## Activity
Output only the stretch of the listing that starts at the line containing "Below is an" and ends at the line containing "forces by **several", reproduced exactly with both ends.

## Data for review
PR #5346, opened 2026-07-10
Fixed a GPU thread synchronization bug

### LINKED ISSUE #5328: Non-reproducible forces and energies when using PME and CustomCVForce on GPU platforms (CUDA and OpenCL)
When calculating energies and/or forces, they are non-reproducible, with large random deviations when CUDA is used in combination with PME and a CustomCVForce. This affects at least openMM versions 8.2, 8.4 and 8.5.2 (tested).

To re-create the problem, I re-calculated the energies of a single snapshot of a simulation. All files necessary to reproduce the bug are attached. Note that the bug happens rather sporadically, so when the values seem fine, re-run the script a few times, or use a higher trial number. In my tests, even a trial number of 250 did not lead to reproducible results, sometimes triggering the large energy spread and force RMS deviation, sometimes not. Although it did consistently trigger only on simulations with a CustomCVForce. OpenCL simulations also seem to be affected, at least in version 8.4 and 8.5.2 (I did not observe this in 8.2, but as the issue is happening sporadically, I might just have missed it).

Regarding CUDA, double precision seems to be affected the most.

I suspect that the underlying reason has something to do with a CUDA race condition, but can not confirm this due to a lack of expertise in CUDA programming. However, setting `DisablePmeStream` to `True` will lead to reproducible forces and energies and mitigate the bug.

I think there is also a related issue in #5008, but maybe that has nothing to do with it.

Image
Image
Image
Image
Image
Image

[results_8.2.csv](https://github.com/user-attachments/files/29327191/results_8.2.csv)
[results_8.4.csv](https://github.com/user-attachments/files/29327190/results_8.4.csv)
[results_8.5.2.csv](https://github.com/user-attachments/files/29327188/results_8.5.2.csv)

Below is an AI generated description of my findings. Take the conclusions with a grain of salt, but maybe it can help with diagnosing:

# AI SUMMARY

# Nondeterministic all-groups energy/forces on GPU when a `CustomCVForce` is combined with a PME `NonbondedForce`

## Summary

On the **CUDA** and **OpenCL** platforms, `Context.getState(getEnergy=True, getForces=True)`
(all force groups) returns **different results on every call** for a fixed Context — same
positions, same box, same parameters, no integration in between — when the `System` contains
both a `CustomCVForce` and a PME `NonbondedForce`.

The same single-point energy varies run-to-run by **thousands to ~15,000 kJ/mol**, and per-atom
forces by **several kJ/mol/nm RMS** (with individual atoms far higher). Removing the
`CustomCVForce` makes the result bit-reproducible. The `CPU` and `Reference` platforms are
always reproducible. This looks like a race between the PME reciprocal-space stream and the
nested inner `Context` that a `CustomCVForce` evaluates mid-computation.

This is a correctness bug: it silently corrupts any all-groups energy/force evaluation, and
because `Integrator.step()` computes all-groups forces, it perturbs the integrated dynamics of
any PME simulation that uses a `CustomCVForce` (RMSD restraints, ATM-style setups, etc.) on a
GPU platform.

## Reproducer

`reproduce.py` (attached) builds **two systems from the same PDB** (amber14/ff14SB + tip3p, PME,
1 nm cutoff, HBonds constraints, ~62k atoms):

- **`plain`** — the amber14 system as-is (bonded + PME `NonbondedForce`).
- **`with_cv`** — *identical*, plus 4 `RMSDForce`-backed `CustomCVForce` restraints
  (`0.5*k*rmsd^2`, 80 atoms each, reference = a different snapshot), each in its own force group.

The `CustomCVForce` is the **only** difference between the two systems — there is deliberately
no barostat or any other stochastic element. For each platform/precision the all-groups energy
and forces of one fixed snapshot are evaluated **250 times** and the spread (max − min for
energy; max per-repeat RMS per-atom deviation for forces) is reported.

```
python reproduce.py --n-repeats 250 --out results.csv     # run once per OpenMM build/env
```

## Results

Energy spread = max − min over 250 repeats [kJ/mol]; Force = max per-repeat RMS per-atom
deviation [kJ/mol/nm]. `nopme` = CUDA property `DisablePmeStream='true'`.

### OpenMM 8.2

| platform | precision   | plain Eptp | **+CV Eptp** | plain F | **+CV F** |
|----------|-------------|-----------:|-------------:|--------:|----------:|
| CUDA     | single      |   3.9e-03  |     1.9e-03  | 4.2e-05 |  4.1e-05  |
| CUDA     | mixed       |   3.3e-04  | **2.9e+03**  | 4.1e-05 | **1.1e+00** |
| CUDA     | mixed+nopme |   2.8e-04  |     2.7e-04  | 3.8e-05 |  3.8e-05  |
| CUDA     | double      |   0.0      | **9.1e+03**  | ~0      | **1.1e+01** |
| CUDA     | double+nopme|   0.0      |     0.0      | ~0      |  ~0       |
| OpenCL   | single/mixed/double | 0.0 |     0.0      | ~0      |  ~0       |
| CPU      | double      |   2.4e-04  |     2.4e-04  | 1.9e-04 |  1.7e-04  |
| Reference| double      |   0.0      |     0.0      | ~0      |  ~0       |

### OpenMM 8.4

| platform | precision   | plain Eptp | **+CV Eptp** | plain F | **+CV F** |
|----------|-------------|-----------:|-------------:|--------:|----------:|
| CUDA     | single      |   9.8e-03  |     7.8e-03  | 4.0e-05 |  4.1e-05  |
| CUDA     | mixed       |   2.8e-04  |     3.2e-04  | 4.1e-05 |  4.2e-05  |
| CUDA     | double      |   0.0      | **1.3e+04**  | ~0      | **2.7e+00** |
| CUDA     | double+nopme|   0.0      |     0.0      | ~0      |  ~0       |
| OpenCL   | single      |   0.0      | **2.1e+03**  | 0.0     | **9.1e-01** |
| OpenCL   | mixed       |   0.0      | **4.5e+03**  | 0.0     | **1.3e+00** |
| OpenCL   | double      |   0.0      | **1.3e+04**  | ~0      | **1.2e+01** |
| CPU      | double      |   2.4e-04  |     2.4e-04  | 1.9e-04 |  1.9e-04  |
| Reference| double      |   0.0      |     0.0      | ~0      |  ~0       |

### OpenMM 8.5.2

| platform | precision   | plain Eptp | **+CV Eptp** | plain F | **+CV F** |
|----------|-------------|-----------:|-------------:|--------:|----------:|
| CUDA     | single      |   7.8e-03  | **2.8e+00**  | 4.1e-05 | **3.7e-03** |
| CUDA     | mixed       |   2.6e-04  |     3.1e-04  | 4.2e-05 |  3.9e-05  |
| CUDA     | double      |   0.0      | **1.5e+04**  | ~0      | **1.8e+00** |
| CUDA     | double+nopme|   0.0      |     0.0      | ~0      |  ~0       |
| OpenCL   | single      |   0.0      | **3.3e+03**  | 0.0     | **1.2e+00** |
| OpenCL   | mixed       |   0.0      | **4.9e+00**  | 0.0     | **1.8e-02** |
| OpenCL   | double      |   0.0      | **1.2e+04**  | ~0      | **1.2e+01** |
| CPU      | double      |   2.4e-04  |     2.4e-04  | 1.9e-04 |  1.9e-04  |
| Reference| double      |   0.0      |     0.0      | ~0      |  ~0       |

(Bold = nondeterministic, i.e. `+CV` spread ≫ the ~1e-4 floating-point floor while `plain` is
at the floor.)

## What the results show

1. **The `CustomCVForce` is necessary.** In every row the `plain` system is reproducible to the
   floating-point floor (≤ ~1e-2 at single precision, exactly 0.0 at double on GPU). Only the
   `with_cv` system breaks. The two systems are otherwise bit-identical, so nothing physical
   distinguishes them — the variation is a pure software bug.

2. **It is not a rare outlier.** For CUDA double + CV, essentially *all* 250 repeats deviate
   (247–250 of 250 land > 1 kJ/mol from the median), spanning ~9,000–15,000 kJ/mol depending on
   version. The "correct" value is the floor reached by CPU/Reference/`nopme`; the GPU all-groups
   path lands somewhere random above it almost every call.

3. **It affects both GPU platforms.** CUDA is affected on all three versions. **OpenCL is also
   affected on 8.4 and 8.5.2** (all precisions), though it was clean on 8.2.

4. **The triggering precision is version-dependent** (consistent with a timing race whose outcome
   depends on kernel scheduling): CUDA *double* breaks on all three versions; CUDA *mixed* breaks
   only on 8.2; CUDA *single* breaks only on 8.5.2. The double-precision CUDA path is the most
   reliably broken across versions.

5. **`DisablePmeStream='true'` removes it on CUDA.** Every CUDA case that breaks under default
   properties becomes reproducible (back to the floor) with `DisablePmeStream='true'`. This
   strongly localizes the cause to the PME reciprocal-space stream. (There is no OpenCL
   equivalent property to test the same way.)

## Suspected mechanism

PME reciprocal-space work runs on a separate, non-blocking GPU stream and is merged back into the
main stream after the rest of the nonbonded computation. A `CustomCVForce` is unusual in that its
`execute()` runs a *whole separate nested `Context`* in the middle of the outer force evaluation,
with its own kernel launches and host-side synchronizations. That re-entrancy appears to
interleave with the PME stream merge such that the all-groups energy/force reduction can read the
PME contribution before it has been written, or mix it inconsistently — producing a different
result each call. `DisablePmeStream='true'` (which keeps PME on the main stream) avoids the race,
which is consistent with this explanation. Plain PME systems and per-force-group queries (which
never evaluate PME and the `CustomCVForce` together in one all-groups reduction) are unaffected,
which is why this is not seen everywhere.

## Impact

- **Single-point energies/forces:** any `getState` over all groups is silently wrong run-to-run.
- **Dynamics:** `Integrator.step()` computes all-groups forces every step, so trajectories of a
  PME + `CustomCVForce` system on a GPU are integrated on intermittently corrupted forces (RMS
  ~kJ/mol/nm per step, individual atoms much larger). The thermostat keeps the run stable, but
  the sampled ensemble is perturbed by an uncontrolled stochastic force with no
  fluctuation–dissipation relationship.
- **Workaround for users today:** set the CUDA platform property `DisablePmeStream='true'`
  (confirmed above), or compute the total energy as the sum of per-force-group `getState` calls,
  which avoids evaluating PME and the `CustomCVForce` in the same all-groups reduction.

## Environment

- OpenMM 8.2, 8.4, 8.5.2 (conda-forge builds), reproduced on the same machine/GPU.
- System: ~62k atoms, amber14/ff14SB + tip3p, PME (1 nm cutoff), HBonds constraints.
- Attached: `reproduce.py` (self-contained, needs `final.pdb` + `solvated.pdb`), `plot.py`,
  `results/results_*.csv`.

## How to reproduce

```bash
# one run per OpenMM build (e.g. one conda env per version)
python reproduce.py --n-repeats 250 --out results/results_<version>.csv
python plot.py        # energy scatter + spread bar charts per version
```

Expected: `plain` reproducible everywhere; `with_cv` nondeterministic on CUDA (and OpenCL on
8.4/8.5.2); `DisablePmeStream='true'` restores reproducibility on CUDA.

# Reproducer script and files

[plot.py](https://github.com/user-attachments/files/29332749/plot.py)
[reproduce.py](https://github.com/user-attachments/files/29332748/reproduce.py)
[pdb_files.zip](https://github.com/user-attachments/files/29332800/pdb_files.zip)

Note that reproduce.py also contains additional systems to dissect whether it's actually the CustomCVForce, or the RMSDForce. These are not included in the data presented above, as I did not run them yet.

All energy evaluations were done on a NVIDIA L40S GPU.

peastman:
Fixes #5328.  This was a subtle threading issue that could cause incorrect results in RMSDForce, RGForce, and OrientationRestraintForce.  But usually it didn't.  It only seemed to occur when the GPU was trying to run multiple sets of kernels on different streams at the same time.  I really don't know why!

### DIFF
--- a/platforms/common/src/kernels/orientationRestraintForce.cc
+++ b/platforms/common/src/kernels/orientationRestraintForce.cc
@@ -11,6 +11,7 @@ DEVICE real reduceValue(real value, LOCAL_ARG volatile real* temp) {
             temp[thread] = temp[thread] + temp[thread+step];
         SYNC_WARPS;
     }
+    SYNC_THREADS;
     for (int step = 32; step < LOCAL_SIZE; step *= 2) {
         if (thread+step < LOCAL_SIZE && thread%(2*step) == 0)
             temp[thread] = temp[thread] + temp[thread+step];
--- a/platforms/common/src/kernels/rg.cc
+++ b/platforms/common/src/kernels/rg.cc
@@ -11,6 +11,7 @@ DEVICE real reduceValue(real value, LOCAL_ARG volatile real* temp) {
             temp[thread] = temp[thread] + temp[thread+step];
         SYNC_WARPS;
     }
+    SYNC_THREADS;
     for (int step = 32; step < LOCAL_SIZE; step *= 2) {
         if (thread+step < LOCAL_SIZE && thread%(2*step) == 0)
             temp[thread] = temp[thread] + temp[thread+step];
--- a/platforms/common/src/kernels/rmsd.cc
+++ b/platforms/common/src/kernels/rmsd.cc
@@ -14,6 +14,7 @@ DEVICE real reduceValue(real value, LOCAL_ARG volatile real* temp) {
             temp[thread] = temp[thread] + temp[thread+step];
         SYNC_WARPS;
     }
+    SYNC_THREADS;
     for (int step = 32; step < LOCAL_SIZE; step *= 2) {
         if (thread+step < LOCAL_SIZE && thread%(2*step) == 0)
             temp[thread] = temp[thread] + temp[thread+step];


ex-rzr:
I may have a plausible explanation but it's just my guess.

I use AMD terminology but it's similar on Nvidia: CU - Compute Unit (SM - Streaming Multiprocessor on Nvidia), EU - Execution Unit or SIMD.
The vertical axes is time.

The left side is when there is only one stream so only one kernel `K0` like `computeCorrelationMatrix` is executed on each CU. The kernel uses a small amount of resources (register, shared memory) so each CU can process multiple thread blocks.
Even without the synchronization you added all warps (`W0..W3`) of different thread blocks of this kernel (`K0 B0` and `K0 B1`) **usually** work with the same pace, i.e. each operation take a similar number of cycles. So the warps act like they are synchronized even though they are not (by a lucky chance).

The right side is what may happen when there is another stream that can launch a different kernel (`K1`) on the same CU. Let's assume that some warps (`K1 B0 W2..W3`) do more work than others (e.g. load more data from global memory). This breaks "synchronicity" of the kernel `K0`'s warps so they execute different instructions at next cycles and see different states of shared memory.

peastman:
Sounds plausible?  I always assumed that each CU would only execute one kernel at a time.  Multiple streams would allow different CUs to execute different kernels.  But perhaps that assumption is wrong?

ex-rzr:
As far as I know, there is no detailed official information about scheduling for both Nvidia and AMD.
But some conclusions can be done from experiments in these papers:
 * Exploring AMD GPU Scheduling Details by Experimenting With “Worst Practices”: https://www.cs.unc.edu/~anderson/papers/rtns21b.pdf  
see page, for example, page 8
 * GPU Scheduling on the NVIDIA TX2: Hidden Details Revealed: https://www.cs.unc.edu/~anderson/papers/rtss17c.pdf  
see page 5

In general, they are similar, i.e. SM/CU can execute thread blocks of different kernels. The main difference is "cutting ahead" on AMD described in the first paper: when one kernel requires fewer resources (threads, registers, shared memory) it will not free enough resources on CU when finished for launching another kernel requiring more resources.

## Exercise answer
Below is an AI generated description of my findings. Take the conclusions with a grain of salt, but maybe it can help with diagnosing:

# AI SUMMARY

# Nondeterministic all-groups energy/forces on GPU when a `CustomCVForce` is combined with a PME `NonbondedForce`

## Summary

On the **CUDA** and **OpenCL** platforms, `Context.getState(getEnergy=True, getForces=True)`
(all force groups) returns **different results on every call** for a fixed Context — same
positions, same box, same parameters, no integration in between — when the `System` contains
both a `CustomCVForce` and a PME `NonbondedForce`.

The same single-point energy varies run-to-run by **thousands to ~15,000 kJ/mol**, and per-atom
forces by **several kJ/mol/nm RMS** (with individual atoms far higher). Removing the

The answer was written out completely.